Whiplash: Fact not Fiction

Automobile collisions are notorious for creating cervical sprain/strain or whiplash injuries. This is a severe medical problem. While people generally heal from neck pain in a month or two, more than 15 million Americans currently complain of chronic whiplash symptoms. It is common for whiplash symptoms to be mild initially and then intensify or the course of several days.

How can you tell if I have a cervical sprain/strain?
Because x-rays are meant to reveal problems with bones, diagnosis is primarily based on the patient history. The most accurate exam test for whiplash is the patients inability to to hold their head up to an applied load in the neutral and lateral rotated positions.

What’s the most common complaint after a whiplash-type injury?
Neck and upper back pain with associated decreased range of motion, headaches, shoulder pain, dizziness, arm paresthesias, as well as visual and auditory disturbances – which may indicate concussion type brain injury.

Soft tissues like the sternocleidomastoid and scalenes are disrupted followede by deeper muscles including the longus capitus and lngus colli.

Cervical sprain/strain injuries are rated at follows:

  • Grade 0: Patient has no subjective complaints and no objective signs.
  • Grade 1: Patient complains of neck pain only, but has no objective signs.
  • Grade 2A: There is neck pain with objective anterior and posterior point tenderness on palpation and no neurological findings
  • Grade 2B: Neck pain with objective point tenderness AND decreased range of cervical motion, without neurological findings.
  • Grade 3: Here the patient has neck pain, objective point tenderness, decreased range of motion and any of the following: absent deep tendon reflexes, sesnory deficit, and/or objective weakness on motor-proprioceptive testing.
  • Grade 4: Has an associated fracture/dislocation

What are the consequences of having this kind of injury?
Whiplash injured patients have 3 times the incidence of neck and/or shoulder pain 7 years POST-accident compared to a normal population.

An amazing 84% of patients who sustained a second whiplash injury reported recurrence and/or worseing of previously resolved neck and arm symptoms. Of those patients reporting a recurrence, 97% were symptom-free before the second accident.

When patients complain of headaches along with their neck and shoulder pain it indicates injury to the C2-C3 facet joint more than 1/2 the time.

In cases with severe acute symptoms of numbness and tingling, including increased dermatomal pain and weakness there is an increased likelyhood of damage to C3-4 through C6-7. The increased nerve injury and symptom severity such as pain and paresthesias in the periclavicular region, anterior and posterior neck, deltoid and trapezius muscles, as well as the dorsal arm, forearm, and hand make for a worse clinical prognosis.

What condition make a Cervical Sprain/Strain injury worse?
Any rotation of the head or neck at the time of impact increases the forces imparted to the cervical facet joints and capsular structures which increases pain that leads to degenerative changes and a poor prognosis for recovery.

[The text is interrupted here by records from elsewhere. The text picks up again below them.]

PR #442, opened 2019-10-17
EntityKeyValidator: fixed bug, nodes not validated on sibling entity delete

fefrain:
…delete

### DIFF
--- a/core/record/_recordValidator/attributeKeyValidator.js
+++ b/core/record/_recordValidator/attributeKeyValidator.js
@@ -3,7 +3,9 @@ const R = require('ramda')
 const Survey = require('../../survey/survey')
 const NodeDef = require('../../survey/nodeDef')
 const Record = require('../record')
+const Node = require('../node')
 const Validation = require('../../validation/validation')
+const ObjectUtils = require('../../objectUtils')
 
 const validateAttributeKey = (survey, record, attributeDef) => async (propName, node) => {
   const nodeDefParent = Survey.getNodeDefParent(attributeDef)(survey)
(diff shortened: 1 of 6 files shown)


core/record/_recordValidator/attributeKeyValidator.js
```diff
@@ -19,19 +18,13 @@ const validateAttributeKey = (survey, record, attributeDef) => async (propName,
 
 const _isEntityDuplicate = (survey, record, entity) => {
   // 1. get sibling entities
-  const parentNode = Record.getParentNode(entity)(record)
-  const siblingEntitiesAndSelf = Record.getNodeChildrenByDefUuid(parentNode, Node.getNodeDefUuid(entity))(record)
-  const siblingEntities = R.reject(R.propEq(Node.keys.uuid, Node.getUuid(entity)), siblingEntitiesAndSelf)
+  const siblingEntities = Record.getNodeSiblings(entity)(record)
```
minotogna: does this return all siblings or only sibling entities?

fefrain: the node passed to getNodeSiblings is an entity -> its siblings are entities too

minotogna: why? a tree, inside a plot, cannot a have sibling like plot no? plot location?

fefrain: these are not siblings but children...

fefrain: you are right, I'll add a filter function then

PR #443, opened 2019-10-17
CSVReader: fixed rows not processed synchronously

fefrain:


server/utils/file/csvReader.js
```diff
@@ -5,25 +5,38 @@ const Queue = require('../../../core/queue')
...
+            .then(() => {
+              processNext()
+            })
+            .catch(e => {
+              cancel()
+              reject(e)
+            })
+            .finally(() => {
+              processingRow = false
+            })
```
minotogna: can't this be used with async/await ? what was the problem here?

fefrain: in the end it doesn't change too much, I'll revert to the previous version and add the processingRow handling

PR #444, opened 2019-10-18
Fast-CSV removal

fefrain:


core/objectUtils.js
```diff
@@ -94,6 +94,13 @@ const toIndexedObj = (array, prop) => array.reduce(
 
 const toUuidIndexedObj = R.partialRight(toIndexedObj, [keys.uuid])
 
+const indexByProps = props => array => props.reduce((acc, item, index) => {
```
minotogna: this is not an ObjectUtils method, but rather a csvParser specific issue. this can be handled directly in csvReader processNext. if there are the headers, then just return an object with key values, otherwise the array. what do you think?

webapp/loggedin/surveyViews/taxonomyEdit/components/taxaTableRow.js
```diff
@@ -1,22 +1,20 @@
...
     <>
       <div>{idx + offset + 1}</div>
-      <div>{Taxon.getCode(row)}</div>
-      <div>{Taxon.getFamily(row)}</div>
-      <div>{Taxon.getGenus(row)}</div>
-      <div>{Taxon.getScientificName(row)}</div>
+      <div>{row.code}</div>
+      <div>{row.family}</div>
+      <div>{row.genus}</div>
+      <div>{row.scientific_name}</div>
```
minotogna: why?

core/objectUtils.js
fefrain: good

webapp/loggedin/surveyViews/taxonomyEdit/components/taxaTableRow.js
fefrain: I'll restore the code from the previous version

PR #446, opened 2019-10-21
Remove dependency on react-remarkable

eliask:


webapp/loggedin/appErrors/appErrors.js
```diff
@@ -31,9 +30,7 @@ const AppError = ({ error, closeAppError }) => {
         ERROR {R.path(['response', 'status'], error)}
       </div>
       <div className="message">
-        <Markdown options={{ html: false }}>
-          {i18n.t(key, params)}
-        </Markdown>
+        {i18nMarkdownToText(i18n, key, params)}
```
minotogna: what about have a component in ```app/commonComponents/markdown.js``` to be used like:
```
<Markdown className="message" options={{ html: false }} source={i18n.t(key, params)} />
```

eliask: Sure, could do that. The original dependency was only a 30-50 line component in the first place so I opted for this initially.
So just have almost the same API, then?

minotogna: yes, the reason is that dependency was not updated anymore, and used old react lifecycle class methods,

eliask:
Hopefully this is sufficient, now.

PR #456, opened 2019-10-24
Make user menu the topmost element

eliask:
The user menu should have the highest precedence since it has to be explicitly toggled on.

Currently it gets hidden behind some elements (e.g. the nodeDef editor)

### DIFF
--- a/webapp/style/_vars.scss
+++ b/webapp/style/_vars.scss
@@ -33,6 +33,7 @@ $zIndex20Dropdown: 20;
 $zIndex80AppNotification: 80;
 $zIndex90AppError: 90;
 $zIndex190AppLoader: 190;
+$zIndex900UserMenu: 900;
 
 $shadow1: 0 0 4px rgba($black, .2);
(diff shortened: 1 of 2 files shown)


webapp/style/_vars.scss
```diff
@@ -33,6 +33,7 @@ $zIndex20Dropdown: 20;
 $zIndex80AppNotification: 80;
 $zIndex90AppError: 90;
 $zIndex190AppLoader: 190;
+$zIndex900UserMenu: 900;
```
minotogna: everything should go below appLoader, so maybe this can be ```$zIndex180UserMenu: 180;```

eliask: My use case for having this be the topmost element was to be able to do something in case the loader takes too long / forever.

But the policy then is to disallow operations while something is loading?

minotogna: yes,  we show the appLoader to stop any operation from the user...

Patients who were surprised by the collision, who didn’t see or hear it coming, are particularly vulnerable for damage to critical ligaments and membranes.

Front end impacts cause injury to the upper cervical ligaments and membranes and are now included in the definition of whiplash trauma, along with rear-end and side impact collisions.

Indicators that you might have had a concussion; even if you didn’t blackout
There’s a good chance that you suffered from a concussion if you develop chronic headaches, have blurred vision, ringing in the ears, dizziness and vertigo-balance disturbances.